MATERIAL SHOWN
[Start of section]

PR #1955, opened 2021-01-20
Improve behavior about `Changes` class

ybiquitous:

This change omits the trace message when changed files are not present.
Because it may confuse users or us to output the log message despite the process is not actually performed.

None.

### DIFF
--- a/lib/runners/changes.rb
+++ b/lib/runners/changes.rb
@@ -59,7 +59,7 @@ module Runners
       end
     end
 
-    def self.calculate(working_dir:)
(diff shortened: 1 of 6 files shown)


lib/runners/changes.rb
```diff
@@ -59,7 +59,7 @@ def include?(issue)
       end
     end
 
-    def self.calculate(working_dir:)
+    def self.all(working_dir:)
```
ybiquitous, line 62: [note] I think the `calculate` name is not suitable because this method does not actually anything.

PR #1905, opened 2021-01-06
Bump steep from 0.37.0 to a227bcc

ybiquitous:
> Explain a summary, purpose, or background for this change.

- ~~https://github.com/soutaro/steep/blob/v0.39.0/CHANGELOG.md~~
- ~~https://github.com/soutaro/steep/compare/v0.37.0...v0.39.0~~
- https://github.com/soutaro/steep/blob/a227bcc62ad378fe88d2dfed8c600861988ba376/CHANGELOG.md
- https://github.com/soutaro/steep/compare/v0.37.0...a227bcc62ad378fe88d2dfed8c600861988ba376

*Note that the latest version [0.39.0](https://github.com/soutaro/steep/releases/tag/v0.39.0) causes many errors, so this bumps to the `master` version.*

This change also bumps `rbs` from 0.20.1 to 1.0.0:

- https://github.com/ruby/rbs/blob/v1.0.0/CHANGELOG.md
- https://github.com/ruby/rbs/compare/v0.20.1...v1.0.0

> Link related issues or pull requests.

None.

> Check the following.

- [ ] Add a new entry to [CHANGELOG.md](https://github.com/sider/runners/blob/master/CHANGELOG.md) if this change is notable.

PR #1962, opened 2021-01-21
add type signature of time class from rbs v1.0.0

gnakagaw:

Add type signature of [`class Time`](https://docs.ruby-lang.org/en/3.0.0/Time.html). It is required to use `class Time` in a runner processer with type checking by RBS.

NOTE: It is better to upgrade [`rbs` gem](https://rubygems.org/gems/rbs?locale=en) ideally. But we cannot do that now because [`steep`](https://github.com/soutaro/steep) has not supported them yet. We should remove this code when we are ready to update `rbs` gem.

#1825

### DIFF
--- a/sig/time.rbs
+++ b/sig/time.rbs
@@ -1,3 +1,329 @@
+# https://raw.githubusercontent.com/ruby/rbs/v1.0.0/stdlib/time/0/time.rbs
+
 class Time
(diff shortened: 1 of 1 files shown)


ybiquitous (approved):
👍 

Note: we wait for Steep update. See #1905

[End of section]

ASSIGNMENT
Copy the records out again word for word.

YOUR SOLUTION
PR #1955, opened 2021-01-20
Improve behavior about `Changes` class

ybiquitous:

This change omits the trace message when changed files are not present.
Because it may confuse users or us to output the log message despite the process is not actually performed.

None.

### DIFF
--- a/lib/runners/changes.rb
+++ b/lib/runners/changes.rb
@@ -59,7 +59,7 @@ module Runners
       end
     end
 
-    def self.calculate(working_dir:)
(diff shortened: 1 of 6 files shown)


lib/runners/changes.rb
```diff
@@ -59,7 +59,7 @@ def include?(issue)
       end
     end
 
-    def self.calculate(working_dir:)
+    def self.all(working_dir:)
```
ybiquitous, line 62: [note] I think the `calculate` name is not suitable because this method does not actually anything.

PR #1905, opened 2021-01-06
Bump steep from 0.37.0 to a227bcc

ybiquitous:
> Explain a summary, purpose, or background for this change.

- ~~https://github.com/soutaro/steep/blob/v0.39.0/CHANGELOG.md~~
- ~~https://github.com/soutaro/steep/compare/v0.37.0...v0.39.0~~
- https://github.com/soutaro/steep/blob/a227bcc62ad378fe88d2dfed8c600861988ba376/CHANGELOG.md
- https://github.com/soutaro/steep/compare/v0.37.0...a227bcc62ad378fe88d2dfed8c600861988ba376

*Note that the latest version [0.39.0](https://github.com/soutaro/steep/releases/tag/v0.39.0) causes many errors, so this bumps to the `master` version.*

This change also bumps `rbs` from 0.20.1 to 1.0.0:

- https://github.com/ruby/rbs/blob/v1.0.0/CHANGELOG.md
- https://github.com/ruby/rbs/compare/v0.20.1...v1.0.0

> Link related issues or pull requests.

None.

> Check the following.

- [ ] Add a new entry to [CHANGELOG.md](https://github.com/sider/runners/blob/master/CHANGELOG.md) if this change is notable.

PR #1962, opened 2021-01-21
add type signature of time class from rbs v1.0.0

gnakagaw:

Add type signature of [`class Time`](https://docs.ruby-lang.org/en/3.0.0/Time.html). It is required to use `class Time` in a runner processer with type checking by RBS.

NOTE: It is better to upgrade [`rbs` gem](https://rubygems.org/gems/rbs?locale=en) ideally. But we cannot do that now because [`steep`](https://github.com/soutaro/steep) has not supported them yet. We should remove this code when we are ready to update `rbs` gem.

#1825

### DIFF
--- a/sig/time.rbs
+++ b/sig/time.rbs
@@ -1,3 +1,329 @@
+# https://raw.githubusercontent.com/ruby/rbs/v1.0.0/stdlib/time/0/time.rbs
+
 class Time
(diff shortened: 1 of 1 files shown)


ybiquitous (approved):
👍 

Note: we wait for Steep update. See #1905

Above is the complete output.